For 2024 edition, should it use Option for some functions?

Rust 2024 will be released soon, but I think it's worthy to change return type for some functions, and design Rust replacement to glibc (GNU libc, for syscalls). E.g., slice::len returns usize, but it's limited to 2^n-1, e.g., 8-bit unsigned integer has limit 255. If it returns Option, using Some(0) to say it has 1 byte and None to say it doesn't have any elements, it can raise up the limit to 2^n. However, syscalls interface like glibc and musl is designed according to POSIX standard, it requires to design Rust's own standard to replace POSIX standard to return Option. Rust already allows to return Result from main function, i.e.,

fn main() -> Result<(), Box<dyn Error>>

But POSIX standard requires integer, which is incompatible and wastes some bytes, since the returned integer costs further bytes for Rust programs.

...and make a lot of confusion (and almost guaranteed silent logic bugs) for users. Given that usize is at least 32-bit, 2^n is high enough that this single number is likely to not matter.

6 Likes

What confusion?

Editions aren't carte blanche to make whatever changes one wishes.

Editions do not split the ecosystem

The most important rule for editions is that crates in one edition can interoperate seamlessly with crates compiled in other editions. This ensures that the decision to migrate to a newer edition is a “private one” that the crate can make without affecting others, apart from the fact that it affects the version of rustc that is required, akin to making use of any new feature.

The requirement for crate interoperability implies some limits on the kinds of changes that we can make in an edition. In general, changes that occur in an edition tend to be “skin deep”. All Rust code, regardless of edition, is ultimately compiled to the same internal representation within the compiler.

16-bit.[1]


  1. 1, 2, 3... ↩︎

8 Likes

If [T]::len returns Some(42), what's the amount of elements in this [T]? Intuitively, it would be 42. In your words, it seems that it would be 43.

4 Likes

Indexing is similar, a[0] means to locate to the 1st element.

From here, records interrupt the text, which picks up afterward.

PR #5128, opened 2018-11-21
Correctly handle containing_dossier, containing_subdossier and is_subdossier indices.

njohner:
The `containing_dossier` and `containing_subdossier` indices were not updated when an object was copied or moved. As an `ObjectModifiedEvent` is fired for every object that is moved, i.e. when moving a container an event is fired for every contained object as well, we can simply handle this in an event registered for `IDexterityContent`.

We also move the reindexing of `is_subdossier` to this handler, to have everything at the same place.

The `containing_subdossier` index was updated when an object was modified, event when it's title was not changed, although `containing_dossier` was only updated when the title gets modified. We now update the indexes only when necessary.

This should fix the sorting issues on subdossiers, which seemed to stem from inconsistent data between the metadata and the index:
https://extranet.4teamwork.ch/support/gever-st-gallen/tracker/332

### DIFF
--- a/opengever/base/handlers.py
+++ b/opengever/base/handlers.py
@@ -8,6 +8,10 @@ from opengever.base.model.favorite import Favorite
 from opengever.base.oguid import Oguid
 from opengever.base.touched import ObjectTouchedEvent
 from opengever.base.touched import should_track_touches
+from opengever.dossier.behaviors.dossier import IDossierMarker
+from opengever.dossier.indexers import TYPES_WITH_CONTAINING_SUBDOSSIER_INDEX
+from opengever.globalindex.handlers.task import sync_task
+from opengever.task.task import ITask
 from plone import api
 from plone.app.workflow.interfaces import ILocalrolesModifiedEvent
 from Products.CMFCore.CMFCatalogAware import CatalogAware
@@ -59,6 +63,30 @@ def object_moved_or_added(context, event):
 
         processor = getUtility(IIndexQueueProcessor, name='ftw.solr')
         processor.index(context, CatalogAware._cmf_security_indexes)
+
+    # There are several indices that need updating when a dossier is moved.
+    # first make sure obj was actually moved and not created
+    if not event.oldParent or not event.newParent:
+        return
+
+    # When an object is moved, its containing_dossier needs reindexing.
+    to_reindex = ['containing_dossier']
+    # containing_subdossier is really only used for documents,
+    # while is_subdossier is only meaningful for dossiers.
+    if IDossierMarker.providedBy(context):
+        was_subdossier = IDossierMarker.providedBy(event.oldParent)
+        is_subdossier = IDossierMarker.providedBy(event.newParent)
+        if was_subdossier != is_subdossier:
+            to_reindex.append('is_subdossier')
+
+    if context.portal_type in TYPES_WITH_CONTAINING_SUBDOSSIER_INDEX:
+        to_reindex.append('containing_subdossier')
+
+    context.reindexObject(idxs=to_reindex)
+
+    # synchronize with model if necessary
+    if ITask.providedBy(context):
+        sync_task(context, event)
 
 
 def remove_favorites(context, event):
--- a/opengever/dossier/handlers.py
+++ b/opengever/dossier/handlers.py
@@ -131,12 +131,6 @@ def reindex_containing_dossier(dossier, event):
                     sync_task(brain.getObject(), event)
 
 
-def reindex_is_subdossier(dossier, event):
-    """Reindex the is_subdossier index after the dossier have been moved.
-    """
-    dossier.reindexObject(idxs=['is_subdossier'])
-
-
 def reindex_blocked_local_roles(dossier, event):
     """Reindex blocked_local_roles upon the acquisition blockedness changing."""
     dossier.reindexObject(idxs=['blocked_local_roles'])
--- a/opengever/dossier/handlers.py
+++ b/opengever/dossier/handlers.py
@@ -4,11 +4,12 @@ from opengever.base.interfaces import IReferenceNumber
 from opengever.base.interfaces import IReferenceNumberPrefix
 from opengever.bundle.sections.constructor import IDontIssueDossierReferenceNumber
 from opengever.dossier.behaviors.dossier import IDossier
-from opengever.dossier.behaviors.dossier import IDossierMarker
+from opengever.dossier.indexers import TYPES_WITH_CONTAINING_SUBDOSSIER_INDEX
 from opengever.dossier.resolve import get_resolver
 from opengever.globalindex.handlers.task import sync_task
 from opengever.globalindex.handlers.task import TaskSqlSyncer
 from opengever.meeting.handlers import ProposalSqlSyncer
+from opengever.task.task import ITask
 from plone import api
 from plone.app.workflow.interfaces import ILocalrolesModifiedEvent
 from zope.component import getAdapter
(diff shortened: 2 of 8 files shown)


opengever/base/handlers.py
```diff
@@ -60,6 +62,32 @@ def object_moved_or_added(context, event):
...
+    to_reindex = ['containing_dossier']
+    # containing_subdossier is really only used for documents,
+    # while is_subdossier is only meaningful for dossiers.
+    if IDossierMarker.providedBy(context):
+        was_subdossier = IDossierMarker.providedBy(event.oldParent)
+        is_subdossier = IDossierMarker.providedBy(event.newParent)
+        if was_subdossier != is_subdossier:
+            to_reindex.append('is_subdossier')
+
+    if context.portal_type in ['opengever.document.document',
```
deiferni: i do not like how the list of types hat needs reindexing is spread around the whole application. Could we check against interfaces instead? Or could we keep the list of portal types in one place and use it here and in the indexer (and wherever else it may be relevant).

opengever/base/handlers.py
```diff
@@ -60,6 +62,32 @@ def object_moved_or_added(context, event):
...
+                               'opengever.task.task',
+                               'ftw.mail.mail']:
+        to_reindex.append('containing_subdossier')
+
+    context.reindexObject(idxs=to_reindex)
+
+    # synchronize with model if necessary
+    if context.portal_type in ['opengever.task.task', 'opengever.inbox.forwarding']:
```
deiferni: same here, is this functionality needed elsewhere? could we put the knowledge in a central location where it is taken from? such explicit lists carry a high risk of not being in sync throughout the application.

opengever/core/upgrades/20181120132150_reindex_containing_dossier_or_subdossier_indices/upgrade.py
```diff
@@ -0,0 +1,24 @@
+from ftw.upgrade import UpgradeStep
+from opengever.dossier.interfaces import IDossierMarker
+
+
+class ReindexContainingDossierOrSubdossierIndices(UpgradeStep):
+    """Reindex containing_dossier, containing_subdossier and
+    is_ubdossier indices.
```
deiferni: typo 😄  is_**s**ub...

opengever/core/upgrades/20181120132150_reindex_containing_dossier_or_subdossier_indices/upgrade.py
```diff
@@ -0,0 +1,24 @@
...
+    """
+
+    deferrable = True
+
+    def __call__(self):
+        message = "Ensure containing_dossier, containing_subdossier and "
+        message += "is_ubdossier are properly indexed on all objects"
```
deiferni: 😄

opengever/core/upgrades/20181120132150_reindex_containing_dossier_or_subdossier_indices/upgrade.py
```diff
@@ -0,0 +1,24 @@
...
+        for obj in self.objects({}, message):
```
deiferni: shouldn't you limit the query to everything that can be in a dossier?

opengever/core/upgrades/20181120132150_reindex_containing_dossier_or_subdossier_indices/upgrade.py
```diff
@@ -0,0 +1,24 @@
...
+            if IDossierMarker.providedBy(obj):
+                obj.reindexObject(idxs=["is_subdossier", "containing_dossier"])
+            elif obj.portal_type in ('opengever.document.document',
+                                     'opengever.task.task',
+                                     'ftw.mail.mail'):
+                obj.reindexObject(idxs=["is_subdossier", "containing_dossier",
+                                        "containing_subdossier"])
+            else:
+                obj.reindexObject(idxs=["containing_dossier"])
```
deiferni: will these objects be in a dossier 🤔?

opengever/dossier/handlers.py
```diff
@@ -88,53 +88,53 @@ def save_reference_number_prefix(obj, event):
...
+        )
+    if 'IOpenGeverBase.title' not in attrs:
+        return
 
-def reindex_is_subdossier(dossier, event):
-    """Reindex the is_subdossier index after the dossier have been moved.
-    """
-    dossier.reindexObject(idxs=['is_subdossier'])
+    parent = aq_parent(aq_inner(dossier))
+    is_subdossier = IDossierMarker.providedBy(parent)
```
deiferni: there are methods on a dossier that can to this `get_parent_dossier` and `is_subdossier`, better ask the object than duplicate the functionality

opengever/core/upgrades/20181120132150_reindex_containing_dossier_or_subdossier_indices/upgrade.py
njohner: yes we could, but that is not that easy to do. Would be a long list of portal_types. We could use the same one in the handlers. We would need to manage the list manually. Obtaining that programatically is a bit of a mess.

opengever/core/upgrades/20181120132150_reindex_containing_dossier_or_subdossier_indices/upgrade.py
njohner: If they are not, the indexer sends back `None`...
But OK, let's make that more specific...

opengever/dossier/handlers.py
njohner: Yes right, I simply moved the old code... it is indeed cleaner to use the methods defined in `DossierContainer`. This is ok as all portal_types that provide the `IDossierMarker` also inherit from `DossierContainer` (the marker interface is actually for the `IDossier` behavior).

njohner:
Ok this is ready for re-review. I've incorporated all your comments. Main changes are:
* I've created two lists of the portal_types for which the `containing_dossier` and `containing_subdossier` indices should be updated. These are then used in the different handlers, indexers and upgrade step
* I removed two unnecessary indexers `isSubdossierIndexer` and `is_subdossier_dossiertemplate`. All they did was get `is_subdossier` of the object, which is the name of the index, so that this is the default behavior.
* Check whether objects provide `ITask` instead of their `portal_type` to decide whether a call to `sync_task` is necessary.
I've left the new changes in separate commits, for readability, but I'll rewrite history once the review process is done.

opengever/core/upgrades/20181120132150_reindex_containing_dossier_or_subdossier_indices/upgrade.py
```diff
@@ -1,23 +1,24 @@
...
 
     deferrable = True
 
     def __call__(self):
         message = "Ensure containing_dossier, containing_subdossier and "
-        message += "is_ubdossier are properly indexed on all objects"
-        for obj in self.objects({}, message):
+        message += "is_subdossier are properly indexed on all objects"
+
+        for obj in self.objects({'portal_type': TYPES_WITH_CONTAINING_DOSSIER_INDEX}, message):
```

There are OS-specific methods in std::os, if the changes are put into specific methods, I think it's acceptable and won't break backward compatibility.

Slice lengths always fit in usize, so there is no value in extending the range of [T]::len() beyond what can be represented in usize.

8 Likes

Seems to be an unnecessary complication to me. If you have a slice it has a length, so there is no reason for .len() to return an Option. That length is usize which is enough to represent up to the size of your memory in bytes minus 1. There no point in trying to get that extra 1, you can't make a array or slice anywhere near that big.

3 Likes

How about the main function returning Result? POSIX standard requires an integer, it wastes some bytes for Rust programs.

You mean like:

use std::process::ExitCode;

fn main() -> ExitCode {
  ExitCode::from(2)
}

More generally, the things that can be returned from main are those that implement std::process::Termination, which allows them to be converted to a std::process::ExitCode, which I would expect to be implemented as a POSIX-compliant integer on POSIX-compliant systems. So main already ultimately outputs an integer.

3 Likes

The len method returns the length. It doesn't return the index of the last element.

3 Likes

usize is, in fact, already too big for every real use-case of slices.

As described in https://doc.rust-lang.org/nightly/std/ptr/index.html#allocated-object, a slice can be at most isize::MAX bytes, so for example [i32]::len can be at most isize::MAX/4, aka usize::MAX/8.

And thus usize is already wasting at least one bit, so if anything we'd want something smaller, not phrasing it in a way that allows more values.

(Only slices of ZSTs can have len == usize::MAX, but I've never seen a single place where that's actually useful. It'd be nicer if slices of ZSTs also couldn't be longer than isize::MAX.)

9 Likes

It wastes some bytes, since it converts the Result into an integer which uses more bytes. If it can replace POSIX standard, it will save the bytes used by that integer.

Does it?

The example:

use std::process::ExitCode;

fn main() -> ExitCode {
  ExitCode::from(2)
}

compiles to the following assembler:

example::main::he300f0667a1659b3:
        mov     al, 2
        ret

Which is what C would do as well.

3 Likes

Your proposal is incoherent.

POSIX is a set of operating system APIs, Result and Option are data structures in Rust, they are different concepts. One is not a replacement for the other.

Rust can't save the 1 byte allocated for a process exit code in Linux because that's the operating system's job not Rust's.

2 Likes

It's easy to make the maximum value of a type larger by simply using a different type with more bits. Option<T> adds one byte to T (although due to alignment it's probably often size_of<T>() bytes in practice). If you want to increase the maximum value from 2^n-1 — which others have pointed out that you likely don't want to do — adding a whole byte just to use a single bit doesn't make much sense.

…w-what?!

Just for completeness, I'd note that the same happens if you use Result<(), ()> instead of ExitCode; Err(()) compiles to mov al, 1, but is otherwise the same as your ExitCode example.